The rest of our time in Spain goes far too quickly and all too soon we are back at the airport; the band are leaving for Germany that afternoon and Sean has promised to call me tonight to let me know they’ve arrived safely, we kiss, I cry and eventually Jimmie and Lennon drag us apart so that we can board our flight. I desperately want to meet up with him in France next weekend but we have our English O level exam on Monday morning so I know there isn’t a lot of chance my Mum and Dad are going to say ‘yes’, but I can try. If not, it will only be one more week and the boys will be home for two whole weeks before they start the UK tour and the album is launched, and in between all of that, we will announce our engagement. Engaged! I’m sixteen, about to leave school and I’m engaged, to be married, to Sean McCarthy, the only boy I have and will ever love.

By the time I get home Monday, I’m exhausted, I chat with my parents at the dinner table, I don’t really want to eat but my Mum has gone to a lot of trouble and cooked salmon, my favourite, so I make the effort. Eventually I make my excuses and go up for a shower, I wash myself as quickly as possible in case Sean rings and I miss it, I throw on my jarmies and lay on top of my bed with my music playing down low so I can hear the phone. We’re lucky in our house, we have four phones but none of them are in my bedroom, the nearest is on the landing, a whole five steps away. I keep my bedroom door open and try to do the same with my eyes but I must lose the battle as the next thing I remember is waking up to bright sunlight, on top of my bed with a blanket over me, my bedroom door is closed. I turn and look at my clock radio, it’s six thirty eight in the morning. I jump up and run down stairs, my parents are both sitting out on the patio drinking coffee.

“Morning Princess,” my Dad says looking up from his paper, he folds it and holds his arms open for me to go and sit on his lap. It’s a routine we’ve followed for my entire life but he’s rarely here in the mornings now as I get up so much later. I wrap my arms around his neck.

“Morning Daddy, Mum, did Sean ring last night?”

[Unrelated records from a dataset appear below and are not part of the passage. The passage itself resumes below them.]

PR #456, opened 2018-02-13
Extend rtpengine ctl

claudiupb:
This branch adds the following to `rtpengine-ctl`:
* add `get` command as alias for `list`, in order to be more intuitive since the parameters are changed with `set` command.
* make sure that every parameter that can be `set` can also be `get`, so split the `list timeout` command
* make `control-tos`, `redis-allowed-errors`, `redis-disable-time`, `redis-cmd-timeout` and `redis-connect-timeout` configurable via `rtpengine-ctl`


claudiupb:
Thank you, I didn't know this function exists. I will use it in the future.

PR #467, opened 2018-02-17
adding no-rtcp-filtering flag

jerzyptak:
Some SIP endpints rely on rtcp feedback messages despite usage of RTP/(S)AVP profile.
This change adds no-rtcp-filtering flag that disables rtcp feedback filtering on RTP/(S)AVP streams.

### DIFF
--- a/daemon/rtcp.c
+++ b/daemon/rtcp.c
@@ -799,7 +799,7 @@ int rtcp_payload(struct rtcp_packet **out, str *p, const str *s, int no_rtcp_fil
 	if (rtcp->header.version != 2)
 		goto error;
 	err = "invalid packet type";
-	if (rtcp->header.pt != RTCP_PT_SR && rtcp->header.pt != RTCP_PT_RR
+	if (rtcp->header.pt != RTCP_PT_SR && rtcp->header.pt != RTCP_PT_RR && rtcp->header.pt != RTCP_PT_SDES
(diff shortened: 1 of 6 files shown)


daemon/rtcp.c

“No babe, we came to bed about eleven and you were soundo, so I turned off your music and covered you with a blanket.” She tilts her head and looks at me. “Marley or Lennon didn’t call either; perhaps the boys were just tired after all the travelling and had an early night.”

“Yeah, perhaps.” But I knew they hadn’t, even then, I knew something wasn’t right but until the call came, I had no idea how very far from right things actually were and how wrong things would now always be.

I heard nothing at all until Thursday night; I’d given up waiting for Sean’s call for another night and was just at the top of the stairs on my way to bed when the phone rang, I stared at it for a few seconds before picking it up.

“Hello.”

“Georgia?”

“Sean, what’s wrong?”

“I love you G.”

He was crying.

“Sean, what’s wrong?”

“I’m so sorry G, I love you, just know that, just hold on to that fact, I love you, I will always love you.”

“Sean, you’re scaring me, what’s wrong…?”

I was crying myself now and almost screaming in complete panic at him down the phone.

“I love you G, always, wherever I am, whatever I’m doing, it will always only ever be you.”

“Sean, Sean?”

The line went dead.

I held onto the phone as I slid down the wall, my legs couldn’t hold me up, my heart was pounding so hard I could feel it throughout my entire body; I don’t know how long I’d been sitting there when my Mum slid down the wall next to me, I became aware of the phone bleeping, still in my hand. My Mum took it from me and placed it back on the hook.